PR #29, opened 2025-03-20
Feat/distributions abstraction

sampottinger:


GondekNP:
- Plan to move innerType / rootType logic into EngineValue rather than EngineValueTuple

PR #31, opened 2025-03-22
Geometry Implementation (Using Spatial4j Shapes)

GondekNP:
- Basic `Geometry` Class (wrapper for Spatial4j with methods for interects and distance)
- `GeometryFactory` for Geometry flavors - for now just Squares for cell patches (will be extended for `Circle`)
- `Grid` for containing cells, and `GridBuilder` for creating `Grids`

Some tweaks made to interfaces within `Entity` as well, but nothing major. Biggest change is that we have a generic `Geometry` class rather than `Circle`, `Rect`, etc etc, primarily because `Geometry.shape` is doing the work and we don't really have any differing implementations other than what is currently handled by Spatial4j.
☆ ☆ ☆
* Problem to work on *
With the line containing "for Geometry flavors" as the start and the last line of the entries as the end, print that whole span exactly.

* Result for this task *
- `GeometryFactory` for Geometry flavors - for now just Squares for cell patches (will be extended for `Circle`)
- `Grid` for containing cells, and `GridBuilder` for creating `Grids`

Some tweaks made to interfaces within `Entity` as well, but nothing major. Biggest change is that we have a generic `Geometry` class rather than `Circle`, `Rect`, etc etc, primarily because `Geometry.shape` is doing the work and we don't really have any differing implementations other than what is currently handled by Spatial4j.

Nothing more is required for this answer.